I love this idea and have now spent all day cleaning up my computer folders. Every time I made edits on the Ubersicht widgets I get error messages tho :(
I found similar; have you tried using a different app to open the .coffee files?
Download sublime text editor and give that a go for editing the files, @tnbenn19293!
Thanks that did it! Now to just get my image comment of my desktop to work! I’ve learned so much about tech from you, but those comments get me every time.
I love this.
I fucking love SimpleDesktops
even these things are too much for my tiny brain :( I guess I’ll stick with my Albert Einstein wallpaper 4evs.
If you want to do something similar with an Android phone I recommend Zooper Widget Pro and Black Bear Blanc for inspiration.

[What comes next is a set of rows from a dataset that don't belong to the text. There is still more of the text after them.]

PR #318, opened 2020-06-03
ecosystem: remove 3D viz from domains?

mdeff:
It's redundant to have 3D visualizations in scientific domains while there is a visualization tab (with a link to the comprehensive <https://pyviz.org>).


mdeff:
Also for consistency, as we don't have Machine Learning and Data Science in domains.

rgommers:
Fair enough, I agree that's better to remove. I had hoped that this would also make the spacing look better, because there's now seven entries in each row. It makes it look a bit worse though, on the left side:

image

I think that would be good to fix before merging this.

I don't really know right now what changes are needed for that; if you do that would be great, otherwise I can look into it later.

mdeff:
Well spotted. I think aligning groups vertically would be best, and the simplest fix would be to merge both tables in a single one. I can do it if you think that's the way to go.

mdeff:
Can we merge this? I'd proceed with a PR for #319, #320, #321.

rgommers:
Sorry for the horrible delay in merging this @mdeff. I kind of ran out of time for working on the website. Christmas holiday allowed me to finally catch up with 2020 events.

mdeff:
No problem @rgommers, you're doing a fantastic job.

Issue #315, opened 2020-06-01
Case Study: DeepLabCut - NumPy use for deep learning based  pose estimation 


shaloo:
Enhancement:  Use of NumPy for  deep learning based pose estimation  in scientific studies.

PR #324, opened 2020-06-15
Addresses #315: DeepLabCut Case Study in collaboration with Alexander…

shaloo:
… and Mackenzie Mathis

#### Deployed URL


shaloo:
Hi @rgommers, please take a look and let me know if you'd require any edits/changes. Thanks.

shaloo:
@joelachance :  Hi,  need some design guidance/ inputs regarding case-study tiles.  By default, when I add a new case study in config.yaml, it uses 3+1 time layout in two rows.  Is there a better way to add all four in a single row or may be 2 in each row?

shaloo:
@rgommers:  There are two animated gif in this case study - first one is the mice hand motion tracker (the very first image) and the other one is race horse tracking using DeepLabCut technology.  Both of them are over 1 MB and can't reduce them further.  Is it ok to use animated gifs or is it a performance overhead for our site?  In case of the latter, is there a better way to incorporate these gifs other than creating simple images for both?

rgommers:
> By default, when I add a new case study in config.yaml, it uses 3+1 tile layout in two rows. Is there a better way to add all four in a single row or may be 2 in each row?

I've also tried to tweak this, I think it's hard to get this to look optimal for every screen width. I get 2+1 by default on master with the browser window width I use, and 2+2 with this PR:

image

rgommers:
> There are two animated gif in this case study - first one is the mice hand motion tracker (the very first image) and the other one is race horse tracking using DeepLabCut technology. Both of them are over 1 MB. I tried but can't reduce them further. Is it ok to use animated gifs or is it a performance overhead for our site? 

They look really cool, so I vote to keep them! They're only loaded once one clicks on the case study tile, which will be a small fraction of all visitors. And then an extra 1.8 + 2.9 MB isn't a showstopper I think.

> In case of the latter, is there a better way to incorporate these gifs other than creating simple images for both?

The way you have done it looks good to me.

config.yaml
```diff
@@ -56,6 +56,11 @@ params:
       img: images/content_images/case_studies/sports.jpg
       alttext: Cricket ball on green field.
       url: /case-studies/cricket-analytics
+    - title: Posture Estimation using DNN
```
rgommers, line 59: I tried to tweak this title, but there's so little space......

Two minor things: I can't find a use of "posture" on the DeepLabCut, only "pose". And "DNN" I'm not a huge fan of, "deep neural networks" isn't a term used by deep learning practitioners anymore I think. Just "neural networks" is enough (I searched the TensorFlow and PyTorch websites to confirm).

`Pose estimation using neural networks` doesn't fit. `Pose estimation using deep learning` does though - what do you think about that title?

content/en/case-studies/deeplabcut-dnn.md
```diff
@@ -0,0 +1,114 @@
+---
+title: "Case Study: DeepLabCut 3D Pose Estimation"
+sidebar: false
+---
+
+{{< figure src="/images/content_images/cs/mice-hand.gif" class="fig-center" caption="**Analyzing mice hand-movement using DeepLapCut**" alt="micehandanim" attr="*(Source: www.deeplabcut.org )*" attrlink="http://www.mousemotorlab.org/deeplabcut">}}
+
+<blockquote cite="https://news.harvard.edu/gazette/story/newsplus/harvard-researchers-awarded-czi-open-source-award/">
+    <p>Open Source Software is  accelerating Biomedicine. DeepLabCut enables automated video analysis of animal behavior using Deep Learning.</p>
+    <footer align="right">—Alexander Mathis, <cite>PostDoctoral Fellow, Harvard Chan Zuckerberg Initiative (CZI)</cite></footer>
```
rgommers, line 10: I think there's no such thing as `Harvard Chan Zuckerberg Initiative`, and this should just be `Harvard`. CZI just funded one grant, but that doesn't make it an affiliation.

rgommers:
And it's up!

PR #1063, opened 2020-08-24
fix: fix getInstanceId() wrong link

KingAmo:
## Description

Fixes wrong link of `getInstanceId()` in readme

## Compatibility

| OS      | Implemented |
| ------- | :---------: |
| iOS     |    ✅❌     |
| Android |    ✅❌     |
| Windows |    ✅❌     |

## Checklist

### DIFF
--- a/README.md
+++ b/README.md
@@ -1654,7 +1654,7 @@ When installing or using `react-native-device-info`, you may encounter the follo
 <details>
   <summary>[android] - Unable to merge dex / Multiple dex files / Problems with `com.google.android.gms`</summary>
 
-`react-native-device-info` uses `com.google.android.gms:play-services-gcm` to provide [getInstance()][#getinstance].
+`react-native-device-info` uses `com.google.android.gms:play-services-gcm` to provide [getInstanceId()][#getinstanceid].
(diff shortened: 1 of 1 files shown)


README.md
```diff
@@ -1654,7 +1654,7 @@ When installing or using `react-native-device-info`, you may encounter the follo
 <details>
   <summary>[android] - Unable to merge dex / Multiple dex files / Problems with `com.google.android.gms`</summary>
 
-`react-native-device-info` uses `com.google.android.gms:play-services-gcm` to provide [getInstance()][#getinstance].
+`react-native-device-info` uses `com.google.android.gms:play-services-gcm` to provide [getInstanceId()][#getinstanceid].
```
mikehardy, line 1657: Strangely, in the details section none of the links worked. So my suggestion here is just to describe it instead of linking. It was definitely broken before though, good catch! What do you think of this?

```suggestion
`react-native-device-info` uses `com.google.android.gms:play-services-gcm` to provide the implementation for Instance ID fetching.
```

KingAmo: sorry,there is another mistake, it should be '()' not '[]', i should have check it

Issue #554, opened 2018-12-25
wish set android:exported="false" , OK??


suwu150:
## Summary
```
<manifest xmlns:android="http://schemas.android.com/apk/res/android"
          package="com.learnium.RNDeviceInfo">
          
    <application>
        <receiver
            android:name="com.learnium.RNDeviceInfo.RNDeviceReceiver"
            android:enabled="true"
            android:exported="false"
        >
            <intent-filter>
                <action android:name="com.android.vending.INSTALL_REFERRER" />
            </intent-filter>
        </receiver>
    </application>

</manifest>
```

the device is android,i wish set android:exported="false".

## Current behavior
```
android:exported="true".
```
## Expected behavior

```
android:exported="false"
```

machour:
Why?

mayurssoni2456:
I have the same question - do we need exported to be "true"? any thoughts

mikehardy:
I believe it must be true yes. The docs indicate it has to be true to receive broadcasts from outside the app package, and I believe this is the installer sending a broadcast so you'd only receive if it were true.

But feel free to try it either way, I could be wrong about the installer package specifically?

https://developer.android.com/guide/topics/manifest/receiver-element

hpelitebook745G2:
@mikehardy my app was previously flagged vulnerable with low risk rating specifically on the AndroidManifest.xml since the receiver was `exported="true"`, can I set it to false since I'm only using the library to get the basic info like getVersion()?

mikehardy:
You may do whatever you like.

PR #1065, opened 2020-08-24
Protect exported broadcast receiver with install packages permission.

### LINKED ISSUE #452: MobSF issue (com.learnium.RNDeviceInfo.RNDeviceReceiver) is not Protected.
Did some check of my apk in MobSF
and got
(com.learnium.RNDeviceInfo.RNDeviceReceiver) is not Protected. [android:exported=true]

A Broadcast Receiver is found to be shared with other apps on the device therefore leaving it accessible to any other application on the device.
screen shot 2018-07-19 at 5 10 14 pm

leoek:
## Description

protects the exported broadcast receiver which listens for app installation intents with the INSTALL_PACKAGES permission to limit it's usage to broadcasters which are able to install packages (usually only the Play Store). This avoids warnings of scanners which check for publicly exported broadcast receivers and restricts that broadcast receiver as much as possible. With the permission set, the users has to explicitly grant an app the install packages permission for it to use the broadcast receiver. (Most users probably won't have any app other than the play store with that permission.) Unfortunately it will still show up as false-positive in MobSF, but with a longer explanation and note about permissions.

Fixes #452 and #554 

## Compatibility

This is android only and therefore doesn't require any changes on ios or windows.

| OS      | Implemented |
| ------- | :---------: |
| iOS     |   ❌     |
| Android |    ✅     |
| Windows |   ❌     |

## Checklist

Imo there is no need for sample code or README changes. It might deserve a mention in the changelog though.

### DIFF
--- a/android/src/main/AndroidManifest.xml
+++ b/android/src/main/AndroidManifest.xml
@@ -3,8 +3,11 @@
     package="com.learnium.RNDeviceInfo">
 
   <application>
-    <receiver android:name="com.learnium.RNDeviceInfo.RNDeviceReceiver" android:enabled="true" android:exported="true"
-        tools:ignore="ExportedReceiver">
+    <receiver android:name="com.learnium.RNDeviceInfo.RNDeviceReceiver"
+        android:enabled="true"
+        android:exported="true"
+        tools:ignore="ExportedReceiver"
+        android:permission="android.permission.INSTALL_PACKAGES">
       <intent-filter>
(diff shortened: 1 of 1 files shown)


leoek:
Thanks for the fast merge!

mattijsf:
Thanks for the update. It might be good to also rename the receiver into something like `RNDeviceInstallReferrerReceiver` to emphasize that it's a single purpose receiver. Might create a PR for this...

PR #1072, opened 2020-09-03
[Windows] Fix vNext issue where module did not work on C++ app

tero-paananen:
Tested with C# and C++ app


mikehardy (approved):
I will trust you completely :-)

PR #1075, opened 2020-09-17
fix: Xcode 12 compatibility

radko93:
## Description

Latest Xcode 12 might fail to build when a library does not depend on `React-Core` directly hence this change is necessary for native modules on iOS. This change requires to React Native 0.60.2 or newer and it's not breaking change. For more details please check: https://github.com/facebook/react-native/issues/29633#issuecomment-694187116

I have not tested this library with Xcode 12 yet, but most native modules fail so I'm submitting this PR as it's thas not change anything besides changing minimum RN version to 0.60.2.

## Compatibility

| OS      | Implemented |
| ------- | :---------: |
| iOS     |    ✅    |
| Android |    ❌     |
| Windows |    ❌     |

## Checklist


mikehardy (approved):
Thanks @radko93 !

I love Zooper Widget, I use it to make the colors on the home screen analog clock match the background
i tried this yesterday and it was a 100% nope, so i’ve decided that after finishing all of my work today i get to figure out how to make this a yep because i want an awesome desktop!
Thank youuuuuu!!!!
So hard to choose! There’s a lot of awesomeness in Simple Desktops!!!
Oooh, goodie, something new to play with! I spend most of my time working in a terminal trying to get Linux servers to tell me where the bad man touched them, so having something more 2015 than 1989 to look at when I come up for air is much appreciated.
This is so awesome! Thank you for giving me yet another way to procrastinate on my work. You da best.